Programming

Automating Intellectual Toil: How Agent-Driven Development Transformed Copilot Applied Science

An AI researcher automated analysis of coding agent trajectories using GitHub Copilot, creating eval-agents to eliminate intellectual toil and empower team collaboration.

Published 2026-05-04 02:09:44 • Farkesli Staff

In software engineering, the urge to automate repetitive tasks often leads to building new systems—and sometimes, to completely redefining one's role. This is exactly what an AI researcher on the Copilot Applied Science team experienced. By creating the eval-agents tool, they eliminated the tedious analysis of coding agent trajectories and empowered their peers to do the same. Below, we dive into the key questions about this transformation.

What sparked the creation of the eval-agents tool?

The researcher's daily work involved analyzing coding agent performance using benchmarks like TerminalBench2 and SWEBench-Pro. Each task in these benchmarks produces a trajectory—a JSON file detailing the agent's thoughts and actions. With dozens of tasks per benchmark and multiple runs each day, the total data often exceeded hundreds of thousands of lines of code. Initially, the researcher used GitHub Copilot to surface patterns, reducing the reading load to just a few hundred lines. However, the repetitive loop of “use Copilot, spot patterns, investigate” grew tiresome. The idea to automate this intellectual toil itself led to the birth of eval-agents.

Automating Intellectual Toil: How Agent-Driven Development Transformed Copilot Applied Science — Source: github.blog

What were the main design goals for the eval-agents project?

The guiding principle was that engineering and science teams work better together. The implementation strategy had three specific goals:

Make agents easy to share and use – leveraging GitHub's collaborative DNA to ensure low friction.
Make it easy to author new agents – so team members could create custom solutions quickly.
Make coding agents the primary vehicle for contributions – encouraging everyone to build and share agent-based solutions.

These goals built on the researcher's experience as an OSS maintainer on the GitHub CLI, which emphasized shareability and simplicity.

How did the researcher use GitHub Copilot before automating?

Before eval-agents, the researcher relied on GitHub Copilot to analyze benchmark trajectories. Copilot was used to surface patterns in the data, allowing the researcher to identify areas of interest without reading every line. This reduced the workload from hundreds of thousands of lines to only a few hundred. The process was iterative: run Copilot analysis, investigate the patterns, adjust, repeat. While effective, this manual loop was still repetitive and consumed time that could be spent on deeper creative work, motivating the push toward full automation.

What is a 'trajectory' in coding agent evaluation?

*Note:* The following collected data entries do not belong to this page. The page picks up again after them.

PR #2643, opened 2023-06-12
Small bug, when arbitrary loading character.json that doesn't exist

### LINKED ISSUE #2482: Small bug, when arbitrary loading character.json that doesn't exist
### Describe the bug

Things will blow if character json doesn't exist (that webui loads arbitrary after model load)
text-generation-webui\modules\chat.py", line 513, in load_character

file_contents = open(filepath, 'r', encoding='utf-8').read()
FileNotFoundError: [Errno 2] No such file or directory:

Probably wrap it in
try:
....
    except FileNotFoundError:

### Reproduction

if json is missing

### Screenshot

_No response_

### Logs

```shell
File "H:\oobabooga_windows\installer_files\env\lib\site-packages\anyio\_backends\_asyncio.py", line 867, in run
    result = context.run(func, *args)
  File "H:\oobabooga_windows\text-generation-webui\modules\chat.py", line 513, in load_character
    file_contents = open(filepath, 'r', encoding='utf-8').read()
```

### System Info

```shell
windows
```

original-subliminal-thought-criminal:
When opening a character file that doesn't exist, we needed to add a try / except FileNotFoundError fixing #2482

### DIFF
--- a/modules/chat.py
+++ b/modules/chat.py
@@ -518,7 +518,12 @@ def load_character(character, name1, name2, instruct=False):
             if filepath.exists():
                 break
 
-        file_contents = open(filepath, 'r', encoding='utf-8').read()
+        try:
+            file_contents = open(filepath, 'r', encoding='utf-8').read()
+        except FileNotFoundError as e:
+            logger.error(f"Could not find character file for {character} in {folder} folder. Please check your spelling.")
+            return
+        
         data = json.loads(file_contents) if extension == "json" else yaml.safe_load(file_contents)
 
         # Finding the bot's name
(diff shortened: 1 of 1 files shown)


modules/chat.py
```diff
@@ -518,7 +518,12 @@ def load_character(character, name1, name2, instruct=False):
             if filepath.exists():
                 break
 
-        file_contents = open(filepath, 'r', encoding='utf-8').read()
+        try:
+            file_contents = open(filepath, 'r', encoding='utf-8').read()
+        except FileNotFoundError:
+            logger.error(f"Could not find character file for {character} in {folder} folder. Please check your spelling.")
+            return
```
oobabooga, line 525: I think that this should be a path.exists() check instead of try/except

A trajectory is a detailed record of a coding agent's actions and thought processes while solving a task from an evaluation benchmark. Each task in datasets like TerminalBench2 generates its own trajectory file, typically in JSON format with hundreds of lines of code. These files capture every step—decisions, code modifications, and reasoning. Analyzing trajectories helps researchers understand agent behavior, identify failure modes, and measure performance. However, because there are many tasks and multiple runs, the total trajectory data can be enormous—often hundreds of thousands of lines.

How did the researcher's role change after automating the analysis?

The researcher jokingly said, “I may have just automated myself into a completely different job.” By building eval-agents, they replaced their own intellectual toil with automated processes. Instead of manually analyzing trajectories, they now maintain and improve the tool so that peers on the Copilot Applied Science team can also automate their analyses. The researcher shifted from being a primary analyst to a tool builder and enabler, helping others work faster and more creatively. This reflects a common pattern where automation changes job responsibilities toward more strategic roles.

What lessons did the researcher learn about collaboration with GitHub Copilot?

Through this project, the researcher discovered key lessons:

Copilot is not just a code generator—it's a pattern recognizer that can surface insights from large datasets.
Building shareable agents that are easy to use encourages team-wide adoption.
Making it simple to author new agents empowers every team member to solve their own unique problems.

The development loop became incredibly fast: with eval-agents, the team could iterate on analysis scripts quickly, and new agents could be created in minutes. This collaborative approach unlocked innovation and reduced repetitive work for the whole team.